PR #244, opened 2025-06-03
FSPT-510 - Grant setup flow 'Check your answers' page

wjrm500:
### Ticket

["Add a grant" review / check your answers](https://mhclgdigital.atlassian.net/browse/FSPT-510)

### Description

Added a "Check your answers" page after the grant setup flow. This lists the data points submitted by the user during grant setup, with a "Change" link alongside each data point. Clicking "Change" takes you back to the relevant form page, and then submitting the form takes you straight back to "Check your answers". Also added a setup confirmation page after "Check your answers".

### Potentially contentious decisions / questions

- "None" shown on "Check your answers" summary if no GGIS number given - should this just be empty string instead?
- Duplicate value error on database grant creation not handled - wasn't sure what to do with this e.g., would we show the error on the "Check your answers" page (but not tied to a specific field) or redirect the user to the specific page the error occurred for (this would always be the form page for grant name at the moment as name is the only unique field, but GGIS number may be unique in future). We do validate name uniqueness when the grant name form is submitted
- Page title for "Check your answers" is literally just "Check your answers"
- On setup confirmation page, the "Continue to grant home" is a link styled as a button (with `govuk-button` CSS class) - felt like a FlaskForm here was overkill?

### Screenshots

image

image

### DIFF
--- a/app/deliver_grant_funding/routes.py
+++ b/app/deliver_grant_funding/routes.py
@@ -1,6 +1,6 @@
 from uuid import UUID
 
-from flask import Blueprint, redirect, render_template, session, url_for
+from flask import Blueprint, redirect, render_template, request, session, url_for
 from flask.typing import ResponseReturnValue
 from werkzeug import Response
 from wtforms.fields.core import Field
@@ -9,6 +9,7 @@ from app.common.auth.decorators import mhclg_login_required, platform_admin_role
 from app.common.data import interfaces
 from app.common.data.interfaces.exceptions import DuplicateValueError
 from app.deliver_grant_funding.forms import (
+    GrantCheckYourAnswersForm,
     GrantContactForm,
     GrantDescriptionForm,
     GrantForm,
@@ -20,6 +21,8 @@ from app.deliver_grant_funding.session_models import GrantSetupSession
 from app.extensions import auto_commit_after_request
 
 deliver_grant_funding_blueprint = Blueprint(name="deliver_grant_funding", import_name=__name__)
+
+CHECK_YOUR_ANSWERS = "check-your-answers"
 
 
 @deliver_grant_funding_blueprint.route("/grants/setup", methods=["GET", "POST"])
@@ -46,9 +49,15 @@ def grant_setup_ggis() -> ResponseReturnValue:
         grant_session.has_ggis = form.has_ggis.data
         grant_session.ggis_number = form.ggis_number.data if form.has_ggis.data == "yes" else None
         session["grant_setup"] = grant_session.to_session_dict()
+        if request.args.get("source") == CHECK_YOUR_ANSWERS:
+            return redirect(url_for("deliver_grant_funding.grant_setup_check_your_answers"))
         return redirect(url_for("deliver_grant_funding.grant_setup_name"))
 
-    return render_template("deliver_grant_funding/grant_setup/ggis_number.html", form=form)
+    return render_template(
+        "deliver_grant_funding/grant_setup/ggis_number.html",
+        form=form,
+        check_your_answers_source=CHECK_YOUR_ANSWERS,
+    )
 
 
 @deliver_grant_funding_blueprint.route("/grants/setup/name", methods=["GET", "POST"])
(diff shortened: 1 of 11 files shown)


app/deliver_grant_funding/templates/deliver_grant_funding/grant_setup/confirmation.html
```diff
@@ -0,0 +1,26 @@
...
+    </span>
+    <h1 class="govuk-heading-xl">{{ grant.name }} added</h1>
+
+    <p class="govuk-body">You can now:</p>
+    <ul class="govuk-list govuk-list--bullet">
+      <li>update or add more information about the grant</li>
+      <li>create forms</li>
+    </ul>
+
+    <a href="{{ url_for('deliver_grant_funding.view_grant', grant_id=grant.id) }}" class="govuk-button">Continue to grant home</a>
```
sfount, line 24: All good for this to just be a link styled like a button in my opinion 👍 I think it would be good to check-in on if we need this page or we can use the flash message as-in the "adding/ inviting a user" flow thats happening at the same time

sfount (commented):
Just had a quick look over and looks great! A few quick comments while @samuelhwilliams was afk but will defer to him for context on the last few PRs

app/deliver_grant_funding/templates/deliver_grant_funding/grant_setup/check_your_answers.html
```diff
@@ -0,0 +1,74 @@
...
+    <span class="govuk-caption-xl">
+      <span class="govuk-visually-hidden">This section is:</span>
+      Set up the grant
+    </span>
+    <h1 class="govuk-heading-xl">Check your answers</h1>
+    <dl class="govuk-summary-list">
+      <!-- Grant GGIS -->
+      <div class="govuk-summary-list__row">
+        <dt class="govuk-summary-list__key">GGIS</dt>
+        <dd class="govuk-summary-list__value">{{ grant_session.ggis_number }}</dd>
```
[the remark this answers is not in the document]
samuelhwilliams: Agree, no nones please 🙇

app/deliver_grant_funding/templates/deliver_grant_funding/grant_setup/check_your_answers.html
```diff
@@ -0,0 +1,74 @@
...
+{% set active_item_identifier = "grants" %}
+
+{% block content %}
+  <div class="govuk-grid-row">
+    <span class="govuk-caption-xl">
+      <span class="govuk-visually-hidden">This section is:</span>
+      Set up the grant
+    </span>
+    <h1 class="govuk-heading-xl">Check your answers</h1>
+    <dl class="govuk-summary-list">
```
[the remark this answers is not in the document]
wjrm500: Absolutely no reason whatsoever - just forgot / did not know that there was a macro for this! 😸

Will look to change now and let you know if there's any blockers, but I guess there won't be given the standard look of the page

app/deliver_grant_funding/routes.py
```diff
@@ -46,6 +47,8 @@ def grant_setup_ggis() -> ResponseReturnValue:
         grant_session.has_ggis = form.has_ggis.data
         grant_session.ggis_number = form.ggis_number.data if form.has_ggis.data == "yes" else None
         session["grant_setup"] = grant_session.to_session_dict()
+        if request.args.get("return_to_check"):
```
samuelhwilliams, line 50: I added some behaviour like this in form runner recently, but used the query arg `source`. Could we use that here as well please?

I think we'll soon enough need some service-wide way of handing/directing backlinks, which is bubbling in the back of my head slightly.

I don't think we need to do a service framework here (but we do have [a ticket for it](https://mhclgdigital.atlassian.net/browse/FSPT-417)), so I think let's just be manually consistent for now, I think?

I don't think you need the enum for values, maybe just define a CHECK_YOUR_ANSWERS='check-your-answers' constant or something. Or you could just use the presence of the `source` kwarg as an empty string, like you do here, but that feels a pinch less readable in this case.

app/deliver_grant_funding/routes.py
```diff
@@ -98,30 +104,47 @@ def grant_setup_contact() -> ResponseReturnValue:
...
+    if form.validate_on_submit():
+        grant = interfaces.grants.create_grant(
+            name=grant_session.name,
+            description=grant_session.description,
+            primary_contact_name=grant_session.primary_contact_name,
+            primary_contact_email=grant_session.primary_contact_email,
+            ggis_number=grant_session.ggis_number,
+        )
+        session.pop("grant_setup", None)
+        return redirect(url_for("deliver_grant_funding.grant_setup_confirmation", grant_id=grant.id))
```
samuelhwilliams, line 136: As you've flagged, we don't do any error handling here on things like the grant name unique constraint. We do have that on the grant name form page though.

I am broadly OK with this; it will be a low traffic page and the chance of meaningful errors that occur here but not on the original grant name page should be low.

If we start getting errors from this page in sentry, we can rethink.

samuelhwilliams (approved):
This looks and functions great - I'm happy, no small feat apparently (😭), well done 👏 

I have noticed one small separate bug that you could please take away to fix: if you're a non-platform-admin user and a member of multiple grants, when you visit the "list grants" page, you see the "Set up a grant" button. Clicking it takes you to a 403 page. We should hide the button on that page if you can't create grants.

PR #252, opened 2025-06-04
BAU: Change login required redirect to SSO

MarcUsher:
Unauthenticated users were previously redirected to the magic link sign in page and flow. Now that we've identified that our initial Deliver Grant Funding users will all be logging in with SSO, and now none of our routes or actions can be taken by non-MHCLG users logging in via magic link, it makes sense to switch which sign-in flow we push unauthenticated users to when they first try to login or hit a route that reqiures them to be authenticated and logged in.


samuelhwilliams (approved):

tests/e2e/pages.py
```diff
@@ -88,8 +88,8 @@ def navigate(self) -> None:
         self.page.goto(f"{self.domain}/grants")
         expect(self.title).to_be_visible()
 
-    def click_add_a_grant(self) -> GrantSetupIntroPage:
-        self.page.get_by_role("button", name="Add a grant").click()
+    def click_set_up_a_grant(self) -> GrantSetupIntroPage:
+        self.page.get_by_role("button", name="Set up a grant").click()
```
wjrm500, line 92: Huh, our E2E tests were failing then? Apologies 😸

wjrm500 (approved):
Nice wee change

tests/e2e/pages.py
MarcUsher: Yeah there were a couple of steps missing and a misnamed button, not much to update but thought it helpful to keep it up to date on spotting - annoying that these can't run in CI yet to catch things like this!

PR #253, opened 2025-06-04
FSPT-438 Submit collection backend

sfount:
Extends the collection status to only move to complete if a collection
has been submitted.

This will be plugged into a HTTP form that will submit collections in
a future commit.

(Note no preview collections will move to collect until the next story is in)

### DIFF
--- a/app/common/helpers/collections.py
+++ b/app/common/helpers/collections.py
@@ -57,13 +57,15 @@ class CollectionHelper:
 
     @property
     def status(self) -> str:
+        submitted = MetadataEventKey.COLLECTION_SUBMITTED in [x.event_key for x in self.collection.collection_metadata]
+
         form_statuses = set(
             [
                 self.get_status_for_form(form)
                 for form in chain.from_iterable(section.forms for section in self.schema.sections)
             ]
         )
-        if {CollectionStatusEnum.COMPLETED} == form_statuses:
+        if {CollectionStatusEnum.COMPLETED} == form_statuses and submitted:
             return CollectionStatusEnum.COMPLETED
         elif {CollectionStatusEnum.NOT_STARTED} == form_statuses:
             return CollectionStatusEnum.NOT_STARTED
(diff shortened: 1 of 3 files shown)


app/common/helpers/collections.py
```diff
@@ -174,6 +176,23 @@ def submit_answer_for_question(self, question_id: UUID, form: DynamicQuestionFor
         data = _form_data_to_question_type(question, form)
         interfaces.collections.update_collection_data(self.collection, question, data)
 
+    def submit_collection(self, user: "User") -> None:
+        collection_complete = self.status == CollectionStatusEnum.COMPLETED
+        if collection_complete:
+            return
+
+        # TODO: is there a nice way to remove this duplication with the status check?
```
sfount, line 184: Note in the next PR I actually found two uses for this so separated it out into a method there https://github.com/communitiesuk/funding-service/pull/255/files#diff-6f42f8e6a224d41ee10b28d9a4433f0349f53be3adf572a9a3f7faeb01185241R129-R136

app/common/helpers/collections.py
```diff
@@ -57,13 +57,15 @@ def name(self) -> str:
 
     @property
     def status(self) -> str:
+        submitted = MetadataEventKey.COLLECTION_SUBMITTED in [x.event_key for x in self.collection.collection_metadata]
```
samuelhwilliams, line 60: I maybe have a _tiny_ feel that some of this could live on the model itself as a `submitted` property, then we can just proxy `self.collection.submitted` or something - but this is fine for now. I think some of those core/simple/status-y values feel useful possibly outside of the helper. Also fine to wait until that is the case.

app/common/helpers/collections.py
```diff
@@ -127,7 +129,7 @@ def get_all_questions_answered_for_form(
     def get_status_for_form(self, form: "Form") -> str:
         all_questions_answered, answers = self.get_all_questions_answered_for_form(form)
         marked_as_complete = MetadataEventKey.FORM_RUNNER_FORM_COMPLETED in [
-            x.event_key for x in self.collection.collection_metadata
+            x.event_key for x in self.collection.collection_metadata if x.form and x.form.id == form.id
```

==============================

REQUIRED WORK - Starting with the first line of the listing, output each line exactly until you have included the one containing "### Description".

WRITTEN ANSWER -
PR #244, opened 2025-06-03
FSPT-510 - Grant setup flow 'Check your answers' page

wjrm500:
### Ticket

["Add a grant" review / check your answers](https://mhclgdigital.atlassian.net/browse/FSPT-510)

### Description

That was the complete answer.